= Himeraeus =

Person from ancient Greece

Himeraeus or Himeraios (Ἱμεραῖος; died 322 BC), of the borough of Phalerus in Attica, was son of Phanostratus, and brother of the celebrated Demetrius of Phalerum.

We know but little of his life or political career, but it seems certain that he early adopted political views opposed to those of his brother, and became a supporter of the anti-Macedonian party at Athens. He is first mentioned as joining with Hypereides and others in prosecuting before the court of the Areopagus all those who were accused of having received bribes from Harpalus, Demosthenes among the rest.
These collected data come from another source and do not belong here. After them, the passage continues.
PR #173, opened 2019-01-05
Fix \lbrack and \rbrack

### LINKED ISSUE #171: Parenthesis instead of square brackets
`\lbrack` and `\rbrack` are rendered to left and right parentheses `()`, but they should be rendered to left and right square brackets `[]`.

Moreover, the parser parses a left parenthesis `(` to a `SymbolAtom` containing the name lbrack. I guess the error above arises from the confusion about what lbrack and rbrack are.

ForNeVeR:
Closes #171.

The first commit was cherry-picked from [the commit](https://github.com/Altaxo/Altaxo/commit/60f8ca7b2da9ea057ad4a129ea707f3f31a3746a) [pointed](https://github.com/ForNeVeR/wpf-math/issues/171#issuecomment-449133395) by @lellid.

@lellid, thank you!

**TODO**:
- [x] un-apply the formatting changes
- [x] investigate what's going on with the XML diff (probably the usual CRLF stuff so doesn't matter)
  - _confirmed, the changes are from CRLF to LF, so that's okay_
- [x] add a couple of tests

### DIFF
--- a/src/WpfMath/TexFormulaParser.cs
+++ b/src/WpfMath/TexFormulaParser.cs
@@ -37,9 +37,8 @@ namespace WpfMath
 
         private static readonly string[][] delimiterNames =
         {
-            new[] { "(", ")" },
             new[] { "lbrace", "rbrace" },
-            new[] { "lsqbrack", "rsqbrack" },
+            new[] { "(", ")" },
             new[] { "lbrack", "rbrack" },
             new[] { "downarrow", "downarrow" },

During the Lamian War, he united in the efforts of the Athenians to throw off the yoke of Macedonia, and was in consequence one of the orators whose surrender was demanded by Antipater after his victory at the Battle of Crannon. To escape the fate that awaited him, he fled from Athens to Aegina, and took refuge, together with Hyperides and Aristonicus, in the temple of Aeacus; but they were dragged from this sanctuary by Archias of Thurii, and sent as prisoners to Antipater, who immediately put them all to death in 322 BCE.

Lucian speaks very disparagingly of Himeraeus, as a mere demagogue, indebted to the circumstances of the moment for a temporary influence.